**Data for review:**
PR #919, opened 2026-06-30
Use refactored mechanism configuration

### LINKED ISSUE #917: update to latest mech config tag
Now that mechanism configuration has been refactored, we need to bring it in to prepare to use the new aerosol and emissions work in coming

**Acceptance criteria**
- latest mech config tag is used
- aerosol work disabled (for now) until we bring in the aerosol stuff

K20shores:
Closes #917 

- disables MIAM for now in python, since we are waiting on the new config information
- uses the refactored mechanism configuration
  - since we parse to a single mechanism, we no longer need the v1/v0 idea
    - I'm going to rename v1_parse.cpp after this PR gets in so that it's easy to see what changed
- updated the python wrapper to use the new mech config


boulderdaze (approved):
Looks cleaner!

Issue #21, opened 2023-05-16
Add option to link to MICM library from CAMDEN


mattldawson:
- [x] NCAR/musica#22
- [x] #23
- [x] #24
- [x] Testing on Cheyenne

PR #929, opened 2026-07-07
Add MIEM emissions integration (parse, translate, build wiring)

smeechncar:
## Summary

Establishes the translation pipeline from MechanismConfiguration's emissions schema, through musica, into MIEM's runtime types, plus baseline end-to-end tests against real data.

- **Translation layer**: `musica::ReadEmissionsConfiguration` / `ReadEmissionsConfigurationFromString` parse a MechanismConfiguration emissions section, and `ConvertEmissions` translates the parsed types into MIEM's runtime types (`miem::Source` + `miem::Regridding`) — covering source mode, source type, temporal interpolation, vertical injection, regridding type, and species-map scaling.
- **Build wiring**: MIEM is added as an opt-in dependency (`MUSICA_ENABLE_MIEM`, default OFF), pinned to miem `main` (includes the upstream CMake module-path fix and the NOx fixture, NCAR/miem#20 and #21).
- **Baseline real-data tests**: two end-to-end tests that don't mock anything — each parses a real config, translates it, and hands the result to MIEM's actual `EmissionsBuilder::Build()`/`Run()` against a real committed NetCDF fixture:
  - BC: CAMS-GLOB-ANT black carbon subset
  - NOx: 2024 anthropogenic NOx subset, exercising a one-to-many species split (`nox_anth_sum` → `NO` + `NO2`), asserted against the exact configured scaling ratio
  - Plus a 10-case parser unit test suite covering error paths (missing emissions section, unresolved inventory/species-map references, bad file paths) and enum-mapping correctness.

## Direction

These two tests establish a repeatable pattern — real config → translate → real MIEM build/run against a real fixture — rather than a one-off. The intent is to grow coverage the same way: drop a new subset fixture into `miem/test/data/`, write a small config, and add one more `end_to_end_*.cpp` following `end_to_end_nox.cpp`. Reviewers should read this PR as the first two data points in that series, not the full extent of intended fixture coverage.

## Test plan
- [x] `ctest --test-dir build -R miem` — 10/10 `miem_parser` sub-tests, `miem_end_to_end` (BC), `miem_end_to_end_nox` (NOx) all pass
- [x] Verified against a clean FetchContent build with no local-source override, confirming the miem re-pin resolves cleanly from `origin/main`


smeechncar:
I hope this isn't too much this round. I really wanted to have some sort of end to end testing with real file subsets to verify that things are moving along correctly. I want to continue to add more of these types of tests with different real subset input files from UPTEMPO which will live in MIEM, similar to how this chain is working.

K20shores (changes requested):
Before I review, please rebase onto the branch in this PR (https://github.com/NCAR/musica/pull/926). It may require a bit of a refactor, but I think we are in general consensus that the work in #926 is the right direction

smeechncar:
@K20shores OK I have rebased on to that PR. The new MIEM additions still live outside of the new more generalized way of handling MICM. Next should I get the MIEM references to actually build on top of the new musica::configuration instead of how it is currently built on the outside of this? Is this the refactor you are referring to?

cmake/dependencies.cmake
```diff
@@ -67,7 +67,7 @@ endif()
 
 if(MUSICA_BUILD_C_CXX_INTERFACE AND NOT MUSICA_USE_PREBUILT)
   set_git_default(MECH_CONFIG_GIT_REPOSITORY https://github.com/NCAR/MechanismConfiguration.git)
-  set_git_default(MECH_CONFIG_GIT_TAG v2.0.0)
+  set_git_default(MECH_CONFIG_GIT_TAG a8c7c0de74800956ea6740261c8af240c1accb5b)  # main, includes emissions config (#281); swap to a tag once one is cut
```
K20shores, line 70:
```suggestion
  set_git_default(MECH_CONFIG_GIT_TAG a8c7c0de74800956ea6740261c8af240c1accb5b)
```

cmake/dependencies.cmake
```diff
@@ -135,6 +135,26 @@ if (MUSICA_ENABLE_MICM AND MUSICA_BUILD_C_CXX_INTERFACE AND NOT MUSICA_USE_PREBU
   FetchContent_MakeAvailable(micm)
 endif()
 
+################################################################################
+# MIEM
+# Skip if using prebuilt musica (already includes miem)
+
+if (MUSICA_ENABLE_MIEM AND MUSICA_BUILD_C_CXX_INTERFACE AND NOT MUSICA_USE_PREBUILT)
+  set_git_default(MIEM_GIT_REPOSITORY https://github.com/NCAR/miem.git)
+  set_git_default(MIEM_GIT_TAG 3cc9ff9684dfdc13a49ab327ce2539bc223b1fd4)  # main; no tags exist yet
```
K20shores, line 144:
```suggestion
  set_git_default(MIEM_GIT_TAG 3cc9ff9684dfdc13a49ab327ce2539bc223b1fd4)
```

include/musica/configuration/emissions.hpp
K20shores, line 1: I think the reading could/should be merged with the rest of the configuration reading. What do you think @smeechncar, @boulderdaze?

src/configuration/emissions.cpp
K20shores, line 1: Oh, I don't know. It also makes sense to have this here. Maybe what we should actually do is have `musica/configuration` read the config file, and then pass off to micm/miem?

K20shores (commented):
Nothing wrong necessarily, just wondering if we should do some reorganization

src/configuration/emissions.cpp
smeechncar: I'm OK with the reorganization. We unfortunately both checked these branches out last Friday and worked on them over the weekend. If I had waited until this week, I would have blended it in with your branch anyway to match its current style. Just let me know which direction you want to go in. If needed, I could wait until #926 is merged into main since it is looks like it is about to be approved.

boulderdaze:
Sorry, I haven't received any email notification for this PR. I didn't know it is waiting for my review. 

Just seeing Kyle ask you to rebase this PR onto his open PR makes me realize that I didn't receive the request for re-review. if my delayed review made both of you to wait on me, sorry about that.

@K20shores, I'll go ahead and merge your PR so it's easier to review the changes this PR introduces.
@smeechncar I merged `main` into your branch so I could see only the file diffs that your branch introduces. I hope you don't mind!

CMakeLists.txt
```diff
@@ -28,6 +28,7 @@ option(MUSICA_ENABLE_MEMCHECK "Enable memory checking" OFF)
 option(MUSICA_BUILD_DOCS "Build the documentation" OFF)
 option(MUSICA_ENABLE_MICM "Enable MICM" ON)
 option(MUSICA_ENABLE_MIAM "Enable MIAM" OFF)
+option(MUSICA_ENABLE_MIEM "Enable MIEM emissions runtime" OFF)
```
boulderdaze: The runtime description feels a bit out of context. It doesn't have to be phrased the same way as the other options, but if you are adding extra information, it's worth considering whether the information should be included for the other options as well. 
If `enable micm` on, it's also built and available at runtime. Adding this description to only one option feels a bit inconsistent and could be confusing.

src/test/unit/miem/end_to_end.cpp
```diff
@@ -0,0 +1,92 @@
...
+    return yaml.str();
+  }
+}  // namespace
+
+TEST(MiemEndToEnd, MechanismConfigThroughMusicaToRealMiemFlux)
+{
+  musica::Emissions parsed = musica::ReadEmissionsConfigurationFromString(EmissionsConfigYaml());
+  ASSERT_EQ(parsed.sources.size(), 1);
+
+  miem::Emissions module =
```
boulderdaze: It is a small detail, but would it make sense to name the variable `miem::Emissions emissions`? 
`emissions` feels a bit more descriptive while `module` seems a little too generic.
```suggestion
  miem::Emissions emissions =
```

include/musica/configuration/emissions.hpp
boulderdaze: Is the emissions configuration meant to be independent from reactions, aerosols, and species? Looking at the example configuration, it seems like species and phases can also be empty. 

Since aerosols will be incorporated into the current parser as well because gas phase and aerosol particles can be simulated together, I think this question may help us consider whether having the emissions parsers in the same place makes sense as well.

smeechncar:
> Sorry, I haven't received any email notification for this PR. I didn't know it is waiting for my review.
> 
> Just seeing Kyle ask you to rebase this PR onto his open PR makes me realize that I didn't receive the request for re-review. if my delayed review made both of you to wait on me, sorry about that.

No apology necessary @boulderdaze!  

> @K20shores, I'll go ahead and merge your PR so it's easier to review the changes this PR introduces. @smeechncar I merged `main` into your branch so I could see only the file diffs that your branch introduces. I hope you don't mind!

Merging back was on my list anyway, so thanks for doing that!

include/musica/configuration/emissions.hpp
K20shores: An idea behind mechanism configuration is that it's a configuration that describes chemistry, not a particular package. It can be used to configure miem/miam/micm, however it could be used to configure something else as well. It's an artificial barrier, but what it means is that we would be able to process a configuration file and describe the chemistry without needing to configure any of the underlying tools and a chemist might be able to understand the science without needing to know the implementation.

Because of that, I strongly suggest we merge the parsing here with the configuration. Then, we will need to pass down the structs to each package as appropriate for them to be configured.

src/configuration/emissions.cpp
K20shores: Would you make a pass at the reorganization? I imagine it as confiugre (creates a bunch of structs), then we dispatch the structs to each package

CMakeLists.txt
smeechncar: dropped "runtime" so it reads consistently with the MICM/MIAM option descriptions above it.

src/test/unit/miem/end_to_end.cpp
smeechncar: renamed to emissions in both this test and the NOx variant (end_to_end_nox.cpp) for consistency.

src/configuration/emissions.cpp
smeechncar: OK here is the first pass. Some things are just moving code around. Probably the biggest architectural change is the src/CMakeLists.txt in which before configuration/ was like a MICM helper and only existed when MICM was turned on. Now the directory always exists and contains module specific things as well as the read_mechanism, which is a reader for any package. Any new module could add its own Read/Convert pair here and reuse read_mechanism. 

See highlighted specifics below:

- `include/musica/configuration/read_mechanism.hpp` + `src/configuration/read_mechanism.cpp`: new shared `ReadMechanism`/`ReadMechanismFromString`, the single parse-or-throw step (no micm/miem dependency), returning the raw `mechanism_configuration::Mechanism`.
- `src/configuration/parse.cpp`: `ReadConfiguration`/`ReadConfigurationFromString` are now thin wrappers — `ConvertMechanism(ReadMechanism(path))`. `ConvertMechanism` and all its converters are unchanged, so every existing caller (C API, Python, JS/WASM, the `MICM` C++ ctors) keeps working with zero signature changes.
- `include/musica/configuration/emissions.hpp` + `src/configuration/emissions.cpp`: moved over from `include/musica/miem/` + `src/miem/` — same `Emissions` struct, same `ReadEmissionsConfiguration`/`ReadEmissionsConfigurationFromString`/`ConvertEmissions` signatures, now also thin wrappers over `ReadMechanism`/`ReadMechanismFromString`.
- Deleted `src/miem/` and `include/musica/miem/` entirely — there were no external callers besides our 3 unit test files (no C API/Python/Fortran/JS binding for miem exists yet), so this was a clean move.
- Had to also move `add_subdirectory(configuration)` in `src/CMakeLists.txt` out of the `MUSICA_ENABLE_MICM` guard (it was previously nested inside it) so `configuration/` — now shared infrastructure — still builds when MIEM is on and MICM is off. `configuration/CMakeLists.txt` gates `parse.cpp` behind `MUSICA_ENABLE_MICM` and `emissions.cpp` behind `MUSICA_ENABLE_MIEM`, with `read_mechanism.cpp` always built.

smeechncar: However, I realize now that #930 touches a lot of this differently. That could complicate this.

include/musica/configuration/emissions.hpp
```diff
@@ -0,0 +1,23 @@
...
+{
+  struct Emissions
+  {
+    std::vector<miem::Source> sources;
+    miem::Regridding regridding;
+  };
+
+  Emissions ReadEmissionsConfiguration(const std::string& config_path);
+  Emissions ReadEmissionsConfigurationFromString(const std::string& json_or_yaml_string);
+  Emissions ConvertEmissions(const mechanism_configuration::Mechanism& mechanism);
```
K20shores, line 22: I still think we'd be able to have a single `Read*` function. Rather than returning `Emissions`, it would return a mechanism and then somewhere else in musica we'd dispatch to micm/miam/miem, as appopriate

include/musica/configuration/read_mechanism.hpp
```diff
@@ -0,0 +1,11 @@
+#pragma once
+
+#include <mechanism_configuration/mechanism.hpp>
+
+#include <string>
+
+namespace musica
+{
+  mechanism_configuration::Mechanism ReadMechanism(const std::string& config_path);
+  mechanism_configuration::Mechanism ReadMechanismFromString(const std::string& json_or_yaml_string);
```
K20shores, line 10: Yeah, this is what I was expecting, which makes me wonder why we need `configuration/emissions.hpp`

src/configuration/emissions.cpp
```diff
@@ -0,0 +1,157 @@
...
+
+  Emissions ReadEmissionsConfiguration(const std::string& config_path)
+  {
+    return ConvertEmissions(ReadMechanism(config_path));
+  }
+
+  Emissions ReadEmissionsConfigurationFromString(const std::string& json_or_yaml_string)
+  {
+    return ConvertEmissions(ReadMechanismFromString(json_or_yaml_string));
+  }
```
K20shores, line 156: I think it's mostly that I don't want emissions to read a configuration like this, because then we wouldn't ever use the rest of the mechanism. In my mind it makes sense to have one pathway for parsing, but perhaps I'm wrong

K20shores (commented):
I think this is in the right direction, but there's still some duplication that exists. What do you think?

src/configuration/emissions.cpp
boulderdaze: I think what Kyle meant was that `Chemistry` should include emissions? but I don't know, maybe it requires more work than just introducing emissions, and it could be beyond the scope of this PR. 
My vote is to accept this PR as it is, and to create a separate issue to plumb emissions to chemistry.

```C++
  struct Chemistry
  {
    micm::System system;
    std::vector<micm::Process> processes;
    // something like this
    Emissions emissions;  
  };
   
  // read configuration function returns chemistry
  Chemistry ReadConfiguration(const std::string& config_path);
  Chemistry ReadConfigurationFromString(const std::string& json_or_yaml_string);
  Chemistry ConvertMechanism(const mechanism_configuration::Mechanism& mechanism);
```

smeechncar: I also think that the plumbing questions could be handled in a follow on PR. I'm not 100% sure how to leave this current work though. Since the latest commit was in the right direction, maybe would _could_ just leave it as is (mostly) and refine this in a follow on PR?

K20shores: Not necessarily, I didn't have a better name at the time than `Chemistry`. I meant that we read a mechanism and then dispatch that into `Chemistry`, `Emissions`, `Aerosols`

boulderdaze: ah I see

boulderdaze (approved):
I'll approve this PR, and let's track what we discussed in a follow-up issue.

K20shores:
> I'll approve this PR, and let's track what we discussed in a follow-up issue.

I'd kinda rather get it done in this PR. But if the very next thing we work on is this issue, we can defer to that.

smeechncar:
I can take a stab at simplifying this via having a single Read* function and adjusting everything down stream from that based on your latest comments on read_mechanism and emissions.cpp/.hpp.

src/configuration/emissions.cpp
boulderdaze: You want to read a mechanism once and then dispatch that into Chemistry, Emissions, Aerosols. Chemistry itself has its own read configuration function, which then having this specific emissions parser makes sense. 
The refactoring you're requesting seems beyond the scope of this PR to me. 

```C++
  Chemistry ReadConfiguration(const std::string& config_path);
  Chemistry ReadConfigurationFromString(const std::string& json_or_yaml_string);
  Chemistry ConvertMechanism(const mechanism_configuration::Mechanism& mechanism);
```

smeechncar: I'm happy to do whatever you both would like. Just want to make sure we are all on the same page.

K20shores:
> I can take a stab at simplifying this via having a single Read* function and adjusting everything down stream from that based on your latest comments on read_mechanism and emissions.cpp/.hpp.

Oh, I'm convinced. I'll write up an issue explaining what I'm thinking and we can iterate on that.

K20shores (approved):

Issue #896, opened 2026-06-15
Evaluate use of `miam_config` namespace for consistency


boulderdaze:
The file `include/musica/miam/miam_types.hpp` defines the `miam_config` namespace but MUSICA does not currently use dedicated namespaces for its other subprojects.

- Evaluate whether retaining the `miam_config` namespace is necessary. Removing it may improve consistency with the rest of the codebase

- Once the mechanism configuration for aqueous reactions is in place, these structs will be removed and replaced by the corresponding mechanism configuration definitions.
```C++
    /// @brief Henry's law constant: HLC(T) = HLC_ref * exp(C * (1/T - 1/298.15))
    struct HenryLawConstant
    {
      double hlc_ref;   ///< Reference HLC at 298.15 K [mol m-3 Pa-1]
      double c = 0.0;   ///< Temperature dependence factor [K]
    };
```

- `struct SpeciesDef` seems superfluous given species, phase species. Check every type and see how many of them could be removed entirely

Issue #890, opened 2026-06-12
Make MIAM use species objects instead of string names


boulderdaze:
MIAM references species by name, while mechanism_configuration takes object references. MIAM treats the name as a lookup key into a shared namespace that gets resolved later.

```C++
// mechanism_configuration takes object references
so2 = mc.Species(name="SO2")
gas = mc.Phase(name="gas", species=[so2, h2o2, o3])   // <- objects

// MIAM  takes string names
DissolvedEquilibriumConstraint(reactant_names=["H2O"], product_names=["Hp", "OHm"], ...)
DissolvedReaction(reactant_names=["SO2OOHm", "Hp"], ...)  // <- strings
```

Accept species objects and resolve them at construction.
- This change makes the MUSICA APIs more consistent.
- Using objects instead of strings allows validation at construction time and helps catch errors such as typos early.

```C++
DissolvedEquilibriumConstraint(
    reactants=[hp, ohm],     // <- pass the mc.Species objects directly
    algebraic_species=ohm,
    ...
)
```

PR #930, opened 2026-07-08
Reorganize Python mechanism configuration types after adding aerosols

boulderdaze:
This PR:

**Problem details:**
Which lines of the material above hold the string "main"? Pull them out.

**Task answer:**
- **Build wiring**: MIEM is added as an opt-in dependency (`MUSICA_ENABLE_MIEM`, default OFF), pinned to miem `main` (includes the upstream CMake module-path fix and the NOx fixture, NCAR/miem#20 and #21).
- [x] Verified against a clean FetchContent build with no local-source override, confirming the miem re-pin resolves cleanly from `origin/main`
+  set_git_default(MECH_CONFIG_GIT_TAG a8c7c0de74800956ea6740261c8af240c1accb5b)  # main, includes emissions config (#281); swap to a tag once one is cut
+  set_git_default(MIEM_GIT_TAG 3cc9ff9684dfdc13a49ab327ce2539bc223b1fd4)  # main; no tags exist yet
smeechncar: I'm OK with the reorganization. We unfortunately both checked these branches out last Friday and worked on them over the weekend. If I had waited until this week, I would have blended it in with your branch anyway to match its current style. Just let me know which direction you want to go in. If needed, I could wait until #926 is merged into main since it is looks like it is about to be approved.
@smeechncar I merged `main` into your branch so I could see only the file diffs that your branch introduces. I hope you don't mind!
> @K20shores, I'll go ahead and merge your PR so it's easier to review the changes this PR introduces. @smeechncar I merged `main` into your branch so I could see only the file diffs that your branch introduces. I hope you don't mind!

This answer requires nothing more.